## [EXERCISE]
Report only how many lines of the records contain the word "explicitly".

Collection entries
++++++++++++++++++++

Issue #442, opened 2024-11-07
NUT17: Wallet websocket support


thesimplekid:
@crodas is working on this, doesnt seem to let me assign it

PR #473, opened 2024-11-25
Introduce subscription support in the Wallet crate.

crodas:
### Description

The last bit missing to wrap up #442

The main goal is to add a subscription to CDK Mint updates into the wallet. This feature will be particularly useful for improving the code whenever loops hit the mint server to check status changes.

The goal is to add an easy-to-use interface that will hide the fact that we're connecting to WebSocket and subscribing to events. This will also hide the fact that the CDK-mint server may not support WebSocket updates.

To be fully backward compatible, the HttpClientMethods traits have a new method, `subscribe,` which will return an object that implements `ActiveSubscription.`

In the primary implementation, there is a `SubscriptionClient` that will attempt to connect through WebSocket and will fall to the HTTP-status pull and sleep approach (the current approach), but upper stream code will receive updates as if they come from a stream of updates through WebSocket. This `SubscriptionClient` struct will also manage reconnections to WebSockets (with automatic resubscriptions) and all the low-level stuff, providing an easy-to-use interface and leaving the upper-level code with a nice interface that is hard to misuse. When `ActiveSubscription` is dropped, it will automatically unsubscribe.

-----

### Notes to the reviewers

-----

Added Websocket subscription to the Wallet.

#### FIXED

----

### Checklist


crates/cdk/src/wallet/subscription/mod.rs
```diff
@@ -0,0 +1,291 @@
...
+                not(feature = "http_subscription"),
+                feature = "mint",
+                not(target_arch = "wasm32")
+            ))]
+            let is_ws_support = self
+                .http_client
+                .get_mint_info(mint_url.clone())
+                .await
+                .map(|info| !info.nuts.nut17.supported.is_empty())
+                .unwrap_or_default();
```
thesimplekid, line 82: If we call this on a mint that does not include NUT17 in the info response which is possible beach it is an optional nut `is_ws_support` is set to true when we need to assume false. This leads to an infinite loop of the wallet trying to connect to the ws endpoint that does not exist on the mint. 

This happens since we have the deafult of NUT17 ` Supported settings to support all the endpoints. 
https://github.com/cashubtc/cdk/blob/7d15587e3f3b5d7e992db4b12755caf289c2e31d/crates/cdk/src/nuts/nut17/mod.rs#L38-L65

I think we should change the default here to not support any endpoints and then for out mint we won't use the Default but will explicitly set that we support them. 

It may also be worth adding a time out to the ws connection attempt so the loop does not happen. 

to reproduce this you can start a cdk-mintd from the v0.4.0 tag and then use this branch as the wallet with cdk-cli.

crates/cdk/src/wallet/subscription/mod.rs
```diff
@@ -0,0 +1,291 @@
...
+                    new_subscription_recv,
+                    on_drop_recv,
+                )
+            } else {
+                #[cfg(not(all(
+                    not(feature = "http_subscription"),
+                    feature = "mint",
+                    not(target_arch = "wasm32")
+                )))]
+                unreachable!("unreachable code");
```
thesimplekid, line 204: Would it be better to put the mint specific code behind the mint feature instead of using unreachable?

This whole file in in a wallet mod so really there should be no mint relevant code here.

crates/cdk/src/wallet/subscription/ws.rs
```diff
@@ -0,0 +1,147 @@
...
+    let mut active_subscriptions = HashMap::<SubId, mpsc::Sender<_>>::new();
+
+    loop {
+        debug!("Connecting to {}", url);
+        let (ws_stream, _) = if let Ok(result) = connect_async(&url).await {
+            result
+        } else {
+            continue;
+        };
+        debug!("Connected to {}", url);
```
thesimplekid, line 50: As mentioned above this creates an infinite loop if the wallet cannot connect to the ws endpoint, I think we should add a timeout.

crates/cdk/src/wallet/subscription/ws.rs
```diff
@@ -0,0 +1,147 @@
+use std::collections::HashMap;
+use std::sync::atomic::AtomicUsize;
+use std::sync::Arc;
+
+use futures::{SinkExt, StreamExt};
+use tokio::sync::{mpsc, RwLock};
+use tokio_tungstenite::connect_async;
+use tokio_tungstenite::tungstenite::Message;
+use tracing::{debug, error};
```
thesimplekid, line 9: NIT: Code style we don't import tracing and use the full path when we use it. 

https://github.com/cashubtc/cdk/blob/main/CODE_STYLE.md#full-paths-for-logging

thesimplekid (changes requested):
Great work just a few comments.

crates/cdk/src/wallet/subscription/ws.rs
thesimplekid: Yeah I think that makes sense. I noticed it because of the above noted issue with a mint that does not signal anything for nut17 and bc of the default we try anyway. In the case of a mint signaling explicitly that it does not support ws we should not try ws at all, if it does signal support we can try and then fall back on failure.

crates/cdk/src/wallet/subscription/mod.rs
thesimplekid: It will not be false if NUT17 is not included in the info response since we use the default here https://github.com/cashubtc/cdk/blob/5ad4328a4eda7ecd7ae869db0f98799f33ab2945/crates/cdk/src/nuts/nut06.rs#L242-L245 and the default currently is that they are all supported https://github.com/cashubtc/cdk/blob/34bd97b26263b322ecfef5c92dc5d7e84c2e087c/crates/cdk/src/nuts/nut17/mod.rs#L40-L87. This is why i suggest we change the default to not supported. 

I think we should avoid the fallback in cases where we know it is not supported.

crates/cdk/src/wallet/subscription/ws.rs
```diff
@@ -0,0 +1,216 @@
...
+
+    let mut active_subscriptions = HashMap::<SubId, mpsc::Sender<_>>::new();
+    let mut failure_count = 0;
+
+    loop {
+        tracing::debug!("Connecting to {}", url);
+        let (ws_stream, _) = if let Ok(result) = connect_async(&url).await {
+            result
+        } else {
+            failure_count += 1;
```
thesimplekid, line 72: Do we want to log each error and what the error is or too much logging?

thesimplekid:
- [ ] https://github.com/cashubtc/cdk/issues/493

thesimplekid (approved):
ACK 2462168ec99c77c61d15b8e5b63a63fd918d4473

PR #474, opened 2024-11-26
Minor improvement in the SQLite crate

crodas:
### Description

This is a minor improvement over the SQLite crate, which performs fewer SQL statements and fetches multiple results instead.

This will also remove some redundant commit() and rollback calls. Rollback already happens on drop, and there is no need for a commit if the database hasn't changed, as the transaction is used as a locking mechanism in this context.

Minor improvements to the SQLite crate to use fewer SQL statements

#### FIXED

----

### Checklist


thesimplekid (approved):
Awesome

Issue #478, opened 2024-11-27
Mint: allow caching with external Redis service


callebtc:
Currently, cached request/response pairs are written to memory (https://github.com/cashubtc/cdk/pull/361). It would be great if the mint could use a dedicated Redis caching service for this (as well or instead of RAM caching).

mubarak23:
A setup that set memory as default for cashing requests/ response, 
But allow mint to setup their own external
Redis caching service

PR #479, opened 2024-11-28
Minor improvement cache avoid clone

crodas:
### Description

Avoid cloning to serialize to JSON; instead, dereference the object, as Serde needs a reference to the object.

This minor improvement was found when researching the caching layer (to propose a fix for #478)

### Checklist


thesimplekid (approved):
Thank you. In genral I think clone is over used in the codebase so these PRs are appreciated.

++++++++++++++++++++

## [FINISHED TASK]
2